What is needed »
Give only the number of lines in the data that contain the word "https".

Stored data entries
▼▼▼

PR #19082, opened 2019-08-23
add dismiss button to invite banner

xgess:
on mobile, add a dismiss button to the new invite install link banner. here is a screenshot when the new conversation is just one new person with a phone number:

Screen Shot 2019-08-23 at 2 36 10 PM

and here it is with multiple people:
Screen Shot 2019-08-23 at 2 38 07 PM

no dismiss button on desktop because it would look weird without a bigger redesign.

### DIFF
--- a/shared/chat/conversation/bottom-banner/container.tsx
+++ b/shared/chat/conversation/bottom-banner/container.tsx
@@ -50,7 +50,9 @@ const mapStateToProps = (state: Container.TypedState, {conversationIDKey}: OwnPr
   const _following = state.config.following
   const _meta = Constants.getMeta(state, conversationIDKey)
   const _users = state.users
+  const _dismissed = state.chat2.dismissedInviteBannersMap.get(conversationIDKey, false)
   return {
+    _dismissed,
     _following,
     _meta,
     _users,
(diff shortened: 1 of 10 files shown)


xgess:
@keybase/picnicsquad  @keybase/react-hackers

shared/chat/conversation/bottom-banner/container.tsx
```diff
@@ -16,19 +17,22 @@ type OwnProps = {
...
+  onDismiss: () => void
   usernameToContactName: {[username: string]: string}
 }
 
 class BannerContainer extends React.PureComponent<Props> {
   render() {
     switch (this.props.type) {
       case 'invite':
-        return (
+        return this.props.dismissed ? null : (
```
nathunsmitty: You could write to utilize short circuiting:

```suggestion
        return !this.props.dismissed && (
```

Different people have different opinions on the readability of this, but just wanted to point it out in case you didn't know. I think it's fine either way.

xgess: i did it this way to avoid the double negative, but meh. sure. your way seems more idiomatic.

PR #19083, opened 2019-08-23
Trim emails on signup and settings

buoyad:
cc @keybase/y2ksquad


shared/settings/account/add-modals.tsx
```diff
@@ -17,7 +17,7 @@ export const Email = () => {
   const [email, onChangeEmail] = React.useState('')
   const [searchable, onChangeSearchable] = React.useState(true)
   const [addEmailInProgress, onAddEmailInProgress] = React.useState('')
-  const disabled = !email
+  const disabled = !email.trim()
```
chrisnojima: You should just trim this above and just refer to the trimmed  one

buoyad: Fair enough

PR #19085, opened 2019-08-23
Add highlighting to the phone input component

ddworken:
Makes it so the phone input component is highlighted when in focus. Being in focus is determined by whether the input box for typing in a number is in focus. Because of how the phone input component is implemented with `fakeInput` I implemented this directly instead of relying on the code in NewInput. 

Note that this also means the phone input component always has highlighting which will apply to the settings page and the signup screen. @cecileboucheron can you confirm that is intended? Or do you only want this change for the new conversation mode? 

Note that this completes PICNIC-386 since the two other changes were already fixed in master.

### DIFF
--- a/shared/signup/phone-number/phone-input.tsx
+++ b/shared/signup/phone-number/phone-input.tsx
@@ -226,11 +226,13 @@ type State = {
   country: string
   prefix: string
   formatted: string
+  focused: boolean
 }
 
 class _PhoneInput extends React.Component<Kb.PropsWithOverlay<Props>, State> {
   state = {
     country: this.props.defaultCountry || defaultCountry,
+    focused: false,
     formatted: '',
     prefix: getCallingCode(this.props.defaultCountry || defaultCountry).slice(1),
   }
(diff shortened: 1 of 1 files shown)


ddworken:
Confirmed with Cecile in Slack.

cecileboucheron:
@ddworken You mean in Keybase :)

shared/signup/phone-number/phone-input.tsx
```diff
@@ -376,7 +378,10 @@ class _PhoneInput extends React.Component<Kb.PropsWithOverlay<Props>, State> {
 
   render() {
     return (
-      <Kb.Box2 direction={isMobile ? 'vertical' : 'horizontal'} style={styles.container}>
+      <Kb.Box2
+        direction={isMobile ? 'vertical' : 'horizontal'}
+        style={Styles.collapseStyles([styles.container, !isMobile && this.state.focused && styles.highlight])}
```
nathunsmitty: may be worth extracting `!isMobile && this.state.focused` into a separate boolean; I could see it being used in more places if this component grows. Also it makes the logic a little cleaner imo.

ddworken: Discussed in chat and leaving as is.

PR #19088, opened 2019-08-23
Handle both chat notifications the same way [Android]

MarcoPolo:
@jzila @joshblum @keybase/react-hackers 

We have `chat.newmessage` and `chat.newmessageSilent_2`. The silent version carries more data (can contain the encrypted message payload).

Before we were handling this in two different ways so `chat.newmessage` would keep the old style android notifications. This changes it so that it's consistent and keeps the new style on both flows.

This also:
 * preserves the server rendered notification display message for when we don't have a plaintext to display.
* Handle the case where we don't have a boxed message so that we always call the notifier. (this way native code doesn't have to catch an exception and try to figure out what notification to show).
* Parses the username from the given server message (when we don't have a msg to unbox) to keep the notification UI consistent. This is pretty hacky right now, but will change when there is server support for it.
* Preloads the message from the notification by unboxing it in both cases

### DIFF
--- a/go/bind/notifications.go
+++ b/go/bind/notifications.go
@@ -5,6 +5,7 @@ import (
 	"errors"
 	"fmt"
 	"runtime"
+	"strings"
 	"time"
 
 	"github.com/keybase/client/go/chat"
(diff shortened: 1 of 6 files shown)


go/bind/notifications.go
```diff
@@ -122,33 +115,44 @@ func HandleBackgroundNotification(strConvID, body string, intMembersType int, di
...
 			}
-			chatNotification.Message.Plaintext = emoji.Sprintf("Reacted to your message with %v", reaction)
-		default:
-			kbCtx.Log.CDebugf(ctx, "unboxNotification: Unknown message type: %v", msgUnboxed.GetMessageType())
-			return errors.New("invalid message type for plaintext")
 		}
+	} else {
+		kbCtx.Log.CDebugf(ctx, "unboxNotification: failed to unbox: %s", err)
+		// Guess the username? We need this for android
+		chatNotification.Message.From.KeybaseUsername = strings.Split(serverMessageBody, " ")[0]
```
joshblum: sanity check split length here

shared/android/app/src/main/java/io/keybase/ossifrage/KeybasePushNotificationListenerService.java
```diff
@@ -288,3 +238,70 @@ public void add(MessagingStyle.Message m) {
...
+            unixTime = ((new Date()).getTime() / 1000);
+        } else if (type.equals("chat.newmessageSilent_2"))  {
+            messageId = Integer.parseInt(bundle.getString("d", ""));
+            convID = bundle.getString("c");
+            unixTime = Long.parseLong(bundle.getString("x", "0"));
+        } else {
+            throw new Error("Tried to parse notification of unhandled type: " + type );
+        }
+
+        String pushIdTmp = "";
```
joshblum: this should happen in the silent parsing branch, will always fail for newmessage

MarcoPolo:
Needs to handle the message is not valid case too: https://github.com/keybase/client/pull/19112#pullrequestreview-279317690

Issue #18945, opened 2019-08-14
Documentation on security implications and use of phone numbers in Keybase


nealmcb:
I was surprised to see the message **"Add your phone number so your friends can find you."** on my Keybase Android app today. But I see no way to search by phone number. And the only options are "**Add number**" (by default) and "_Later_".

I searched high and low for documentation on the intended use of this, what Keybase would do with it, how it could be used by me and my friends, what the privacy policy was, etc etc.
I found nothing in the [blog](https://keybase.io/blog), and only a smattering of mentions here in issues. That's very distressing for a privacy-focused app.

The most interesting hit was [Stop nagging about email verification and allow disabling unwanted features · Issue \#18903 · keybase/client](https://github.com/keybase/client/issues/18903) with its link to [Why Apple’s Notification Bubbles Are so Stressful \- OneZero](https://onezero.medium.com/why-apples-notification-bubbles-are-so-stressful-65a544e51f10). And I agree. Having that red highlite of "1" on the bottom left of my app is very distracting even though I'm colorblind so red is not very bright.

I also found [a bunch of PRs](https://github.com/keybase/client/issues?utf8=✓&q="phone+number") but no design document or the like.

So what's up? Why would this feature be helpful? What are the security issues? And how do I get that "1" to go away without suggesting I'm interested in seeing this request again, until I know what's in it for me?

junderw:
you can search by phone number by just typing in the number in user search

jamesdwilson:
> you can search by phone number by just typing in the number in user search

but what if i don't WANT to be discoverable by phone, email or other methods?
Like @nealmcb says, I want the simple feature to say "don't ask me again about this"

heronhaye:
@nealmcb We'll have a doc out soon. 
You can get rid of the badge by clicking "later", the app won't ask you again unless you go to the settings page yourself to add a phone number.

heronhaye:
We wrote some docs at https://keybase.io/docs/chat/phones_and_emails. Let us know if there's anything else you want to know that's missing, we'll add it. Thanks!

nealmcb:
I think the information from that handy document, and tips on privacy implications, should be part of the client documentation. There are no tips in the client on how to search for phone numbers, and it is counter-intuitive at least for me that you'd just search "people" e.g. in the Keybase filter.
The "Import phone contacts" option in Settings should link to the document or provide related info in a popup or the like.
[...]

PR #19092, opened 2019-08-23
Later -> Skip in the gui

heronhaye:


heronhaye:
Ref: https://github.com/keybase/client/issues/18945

▲▲▲

Response to this task »
6